Instructions for the task:
Copy the entries exactly, through the "The main logger is" line.

Provided information:
[Start of Attachment]

PR #166, opened 2022-09-14
[PLANG-2394] Add advanced logger

tothszabi:
# Changes

This PR adds a new advanced logger which can either deliver the logs as structured json messages or the existing human readable format.

# Implementation details

There are three new loggers:
- Main
- Json
- Legacy

The main logger is the entry point for this new system. This is the highest level logger and acts as wrapper so the internal actual logger implementation can be replaced during the runtime. So the main logger just forwards the function calls to the internal one. This main logger can be invoked via global logging functions (to have some backwards compatibility) or the public global instance.

One actual implementation is the json logger which just simply converts the parameters into the predefined messages. Currently just a single log message is implemented but the other types will follow soon.

The other concrete implementation is the legacy logger which just simply wraps the already existing log functionality we have in this package.

I want to also mention the use case for the `advancedlog/writer_test.go` file. It is not obvious here because it will be used only by the cli. This writer helps capturing the stdout and stderr outputs when executing a step or a cli plugin. In the cli the function callback will just simply forward the captured output to the new advanced logger.


advancedlog/logger.go
```diff
@@ -0,0 +1,60 @@
+package logger
+
+import "os"
+
+const (
+	// OutputFormatKey ...
+	OutputFormatKey = "output-format"
```
godrei, line 7: Do we need this here?

advancedlog/types.go
```diff
@@ -0,0 +1,55 @@
+package logger
+
+// Producer ...
+type Producer int
```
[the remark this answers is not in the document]
tothszabi: This is a great idea and I have admit I did not think of it at all.

advancedlog/types.go
```diff
@@ -0,0 +1,55 @@
...
+	case WarnLevel:
+		return "warn"
+	case DoneLevel:
+		return "done"
+	case NormalLevel:
+		return "normal"
+	case DebugLevel:
+		return "debug"
+	default:
+		return "info"
```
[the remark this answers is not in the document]
tothszabi: `normal` does sound better as the default.I will change this.

advancedlog/logger.go
tothszabi: No, these are the parameters for the cli. I forgot to remove them when I moved the logger into this package.

advancedlog/json_logger.go
```diff
@@ -0,0 +1,57 @@
...
+		Timestamp:   j.timeProvider().Format(RFC3339Micro),
+		MessageType: "log",
+		Producer:    string(producer),
+		Level:       string(level),
+		Message:     message,
+	}
+
+	err := j.encoder.Encode(logMessage)
+	if err != nil {
+		// This is only to satisfy errcheck.
```
godrei, line 55: Shouldn't we introduce better error handling for this, like printing the error to the build log using a hand-crafted json?

advancedlog/legacy_logger.go
```diff
@@ -0,0 +1,53 @@
...
+	return l.debugLogEnabled
+}
+
+func (l *legacyLogger) LogMessage(producer Producer, level Level, message string) {
+	if l.debugLogEnabled == false && level == DebugLevel {
+		return
+	}
+
+	// It is needed to trim the newline char from the end because the wrapped logger will automatically add one
+	if message != "\n" {
```
godrei, line 35: IMO we should use log functions that add newline to the end of the message and we shouldn't modify the original message. With these 2 I think:
- we should remove the newlines on the client side, where it is not needed (where we use old log functions and used a logging method that doesn't add newline at the end, but we added one)
- we should remove this workaround from here

advancedlog/logger.go
```diff
@@ -0,0 +1,52 @@
...
+	EnableDebugLog(enabled bool)
+	IsDebugLogEnabled() bool
+	LogMessage(producer Producer, level Level, message string)
+}
+
+// DefaultLogger ...
+var DefaultLogger = NewMainLogger()
+
+// SetupLogger ...
+func SetupLogger(outputFormat string) {
```
godrei, line 43: IMO we could use a dedicated type for the output format:

```
type OutputFormat string

const (
	// JSONFormat ...
	JSONFormat OutputFormat = "json"
)

...

func SetupLogger(outputFormat OutputFormat) {
...
```

godrei: It seems current you can configure two things on the logger:
- outputFormat
- whether debug mode is enabled

I think they should have similar function names, like:
- SetEnableDebugLog
- SetOutputFormat

advancedlog/main_logger.go
```diff
@@ -0,0 +1,122 @@
...
+	m.internalLogger.LogMessage(CLI, NormalLevel, fmt.Sprintf(format, args...))
+}
+
+// Println ...
+func (m *MainLogger) Println(args ...interface{}) {
+	m.internalLogger.LogMessage(CLI, NormalLevel, fmt.Sprintln(args...))
+}
+
+// TPrintf ...
+func (m *MainLogger) TPrintf(format string, args ...interface{}) {
```
godrei, line 99: Do we really need log functions with `T` prefix? Earlier it added time prefix to messages.

advancedlog/types.go
```diff
@@ -0,0 +1,29 @@
+package logger
+
+// Producer ...
+type Producer string
+
+const (
+	// CLI ...
+	CLI Producer = "cli"
```
godrei, line 8: IMO we shouldn't use `cli` as it is too generic, let's use `bitrise cli`

advancedlog/json_logger.go
tothszabi: That is a good point. I was thinking that none of the parameters are complex in the sense that they are built in types  and we control the message struct so this should never fail in theory. 

But I like the idea to construct a json string manually and print it out.

advancedlog/legacy_logger.go
tothszabi: Okay, you convinced me. Initially I thought that this is not a big deal but if we really want to preserve the original message (like when the developer put a newline at the end on purpose) then we need to remove this.

advancedlog/types.go
tothszabi: Yes, definitely but I will add an underscore (`bitrise_cli`) to it because all of our multi word values have an underscore in them.

advancedlog/main_logger.go
tothszabi: I actually forgot to implement the time prefix which I will add because in the legacy log it will be still useful. For the new json logging I am hoping that we could add a time prefix to every line based on the time value in the json field. That would make the logs way more useful.

tothszabi: Actually there is only one usage in the cli to log the timestamp. I will remove this function.

advancedlog/color_converter.go
```diff
@@ -0,0 +1,42 @@
...
+func convertColoredString(message string) (Level, string) {
+	logLevel := NormalLevel
+
+	for code, level := range ansiEscapeCodeToLevel {
+		if strings.HasPrefix(message, code) {
+			logLevel = level
+			message = strings.TrimPrefix(message, code)
+			hasNewline := strings.HasSuffix(message, "\n")
+			// We need to remove all the possible noise from the end as we need remove the reset ansi code from the end
+			message = strings.TrimRightFunc(message, unicode.IsSpace)
```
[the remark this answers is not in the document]
tothszabi: I like what you are proposing. And I would make it a bit more strict. You asked why are not we trimming the leading space characters. I noticed that our old log coloring wraps the supplied message with the color codes. So if this is the original message (notice the 4 spaces at the beginning)
```
    Original message
```
then the old colorized messages will be 
```
[color-code]    Original message[reset-color-code]
```
So if we encounter a log message with 4 spaces being in front of the color code like
```
    [color-code]Original message
```
then that means that was not produced by our stuff but rather a 3rd party tool / command. So I think if we want to extract the log level from the message then we need to use the following rules:
- starts with a color code
- can have trailing whitespace characters but the first non-whitespace characters have to be part of the reset-color code
- contains exactly one color and reset code

advancedlog/color_converter.go
```diff
@@ -0,0 +1,68 @@
...
+	"\u001b[34;1m": InfoLevel,
+	"\u001b[32;1m": DoneLevel,
+	"\u001b[35;1m": DebugLevel,
+}
+
+func convertColoredString(message string) (Level, string) {
+	logLevel := NormalLevel
+
+	// We need to remove all the possible noise from the end as we need remove the reset ansi code from the end
+	message = strings.TrimRightFunc(message, unicode.IsSpace)
```
godrei, line 24: Is it OK to modify all the logs (even if they are not colored)?

advancedlog/color_converter.go
```diff
@@ -0,0 +1,68 @@
...
+
+var ansiEscapeCodeToLevel = map[string]Level{
+	"\u001b[31;1m": ErrorLevel,
+	"\u001b[33;1m": WarnLevel,
+	"\u001b[34;1m": InfoLevel,
+	"\u001b[32;1m": DoneLevel,
+	"\u001b[35;1m": DebugLevel,
+}
+
+func convertColoredString(message string) (Level, string) {
```
godrei, line 20: Would be good to comment what we consider a colored message ([from this comment](https://github.com/bitrise-io/go-utils/pull/166#discussion_r977686832)):
- starts with a color code
- can have trailing whitespace characters but the first non-whitespace characters have to be part of the reset-color code
- contains exactly one color and reset code pair

advancedlog/legacy_logger.go
```diff
@@ -0,0 +1,56 @@
...
+
+// LogMessage ...
+func (l *legacyLogger) LogMessage(producer Producer, level Level, message string) {
+	if !l.debugLogEnabled && level == DebugLevel {
+		return
+	}
+
+	// All the print functions below automatically add a newline to the end. We need to replace the newline with an
+	// empty line not to log multiple newlines.
+	if message == "\n" {
```
godrei, line 38: I'm still not sure if we should do any transformation on the given log message (if we misused log calls in the CLI [adding an extra newline at the end], we should simply remove them).

advancedlog/logger.go
```diff
@@ -0,0 +1,54 @@
...
+	EnableDebugLog(enabled bool)
+	IsDebugLogEnabled() bool
+	LogMessage(producer Producer, level Level, message string)
+}
+
+// DefaultLogger ...
+var DefaultLogger = NewMainLogger()
+
+// SetOutputFormat ...
+func SetOutputFormat(outputFormat string) {
```
godrei, line 45: `outputFormat` type could be `outputFormat` to ensure clients are using valid values.

advancedlog/color_converter.go
godrei: updated in https://github.com/bitrise-io/go-utils/pull/166/commits/3d6a1120d6943e0fc7f55f6d67bc8eafa6f14e6e

advancedlog/legacy_logger.go
godrei: updated in https://github.com/bitrise-io/go-utils/pull/166/commits/4323136f49bc1342725c43a9d59be3ae0ac2b0f0

advancedlog/logger.go
godrei: Updated in https://github.com/bitrise-io/go-utils/pull/166/commits/38b681bef8d4ec5b938ae7156c6515d6f3bb6cbb

gaborszakacs:
This was flagged by Haystack as a long-running PR, is this still relevant?

tothszabi:
@gaborszakacs No it is not. I will close it.

PR #168, opened 2022-09-16
Use standard linters

ofalvai:
Use the standard linters and config we use in other step repos.

This PR drops errcheck and golint in favor of golangci-lint through the check internal step.

### DIFF
--- a/.golangci.yml
+++ b/.golangci.yml
@@ -1,0 +1,26 @@
+run:
+  skip-dirs:
+  - .*/mocks
+
+issues:
+  # https://github.com/golangci/golangci-lint/issues/2439
+  exclude-use-default: false
+
+linters:
+  enable:
+  - errcheck
+  - gosimple
+  - govet
+  - ineffassign
+  - staticcheck
+  - typecheck
+  - unused
+  - revive
+
+linters-settings:
+  revive:
+    severity: error
+    rules:
+    - name: exported
+      arguments:
+      - checkPrivateReceivers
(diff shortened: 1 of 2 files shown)


.golangci.yml
```diff
@@ -0,0 +1,26 @@
...
+  - unused
+  - revive
+
+linters-settings:
+  revive:
+    severity: error
+    rules:
+    - name: exported
+      arguments:
+      - checkPrivateReceivers
```
tothszabi, line 26: Are these repo specific settings needed because the global one was producing issues?

tothszabi: And we need the `run`, `issues`, `linters` section too just to be able to use `linters-settings`? 

By the way I have a beef with this rule because at the moment I do not think it is useful. Most of our stuff simply receive this to please the linting gods (you are the exception because I remember in previous cache PRs you left some actual description for the exported functions):
```
// [type-name] ...
```

I am happy to have it as it is too but if it were to me then I would simply remove this rule. 😄

tothszabi (approved):

.golangci.yml
ofalvai: > And we need the run, issues, linters section too just to be able to use linters-settings?

The `run` and `issues` sections are needed to make it work in our repo, the `linters` section is not strictly needed, but I thought it's a good idea to explicitly define the enabled linters that are enabled by default anyway. But I'm happy to remove it if you don't find it useful!

> By the way I have a beef with this rule because at the moment I do not think it is useful. Most of our stuff simply receive this to please the linting gods

I too find it sometimes annoying, but it also made me add meaningful comments on a few occasions when I forgot to do it on my own 😁 Let's go with it for now and I'll raise this on the next eng sync to discuss.

PR #169, opened 2022-10-07
Remove CompareVersions logs

godrei:
This PR removes unnecessary logs from the `version` package.

### DIFF
--- a/versions/versions.go
+++ b/versions/versions.go
@@ -1,7 +1,7 @@
 package versions
 
 import (
-	"log"
+	"fmt"
 	"strconv"
 	"strings"
 )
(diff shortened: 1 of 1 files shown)


versions/versions.go
```diff
@@ -36,14 +36,12 @@ func CompareVersions(version1, version2 string) (int, error) {
...
-			log.Println("Failed to parse int:", err)
-			return -2, err
+			return -2, fmt.Errorf("failed to parse int (%s): %s", num, err)
 		}
 
 		num2, err2 := strconv.ParseInt(version2Slice[i], 0, 64)
 		if err2 != nil {
-			log.Println("Failed to parse int:", err2)
-			return -2, err
+			return -2, fmt.Errorf("failed to parse int (%s): %s", num, err)
```
lpusok, line 44:
```suggestion
			return -2, fmt.Errorf("failed to parse int (%s): %s", version2Slice[i], err2)
```

godrei: Good catch thanks!

lpusok (approved):

PR #172, opened 2022-11-28
Add go exit codes

hisaac:
## Preamble

I'm feeling pretty rusty in my Go skills after returning from parental leave, so I decided to just do a small change here to limber up.

Also, I am not wed to this idea. I think it would be nice, but if the team believes it's superfluous, I'm also happy just closing this. Thanks for taking a look!

## Changes

This change adds a module called `exitcode` that contains a simple enum type called `ExitCode`. This provides a more semantically meaningful exit status in the code.

## More Details

I explain the motivations a little more here: https://github.com/hisaac/GoExitCodes

You can see an example of how this could be used here: https://github.com/bitrise-steplib/steps-fastlane/pull/91


vshah23 (commented):
This might be useful to standardize exit codes across steps/cli if that's something we're interested in.

hisaac:
@vshah23 Agreed! I just noticed today that there was an [exitcode.go](https://github.com/bitrise-io/bitrise/blob/master/exitcode/exitcode.go) file in the CLI now. I think that's a new addition since I went on leave.

ofalvai (approved):
I don't have strong feelings about this, I think we can try this and see if it sticks or not.

godrei (approved):

PR #176, opened 2022-12-29
Add arbitrary options to git clone commands

ofalvai:
### Context

https://github.com/bitrise-io/bitrise/pull/838

### Changes

Add a variadic `opts string...` argument to the `Clone()` functions, matching the other git command functions. This allows passing additional flags to the `git clone` command, such as the `--depth=1` flag that does a shallow clone.

In the case of `CloneTagOrBranch()`, I decided to apply the provided opts after the hardcoded `--recursive` and `--branch` flags, making it possible to override those flags from outside (although I don't think it will be a frequent usage pattern)

### DIFF
--- a/command/git/commands.go
+++ b/command/git/commands.go
@@ -10,13 +10,24 @@ func (g *Git) Init() *command.Model {
 }
 
 // Clone a repository into a new directory.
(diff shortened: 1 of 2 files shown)


hisaac (approved):
Good idea here 👍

[End of Attachment]

Task response:
PR #166, opened 2022-09-14
[PLANG-2394] Add advanced logger

tothszabi:
# Changes

This PR adds a new advanced logger which can either deliver the logs as structured json messages or the existing human readable format.

# Implementation details

There are three new loggers:
- Main
- Json
- Legacy

The main logger is the entry point for this new system. This is the highest level logger and acts as wrapper so the internal actual logger implementation can be replaced during the runtime. So the main logger just forwards the function calls to the internal one. This main logger can be invoked via global logging functions (to have some backwards compatibility) or the public global instance.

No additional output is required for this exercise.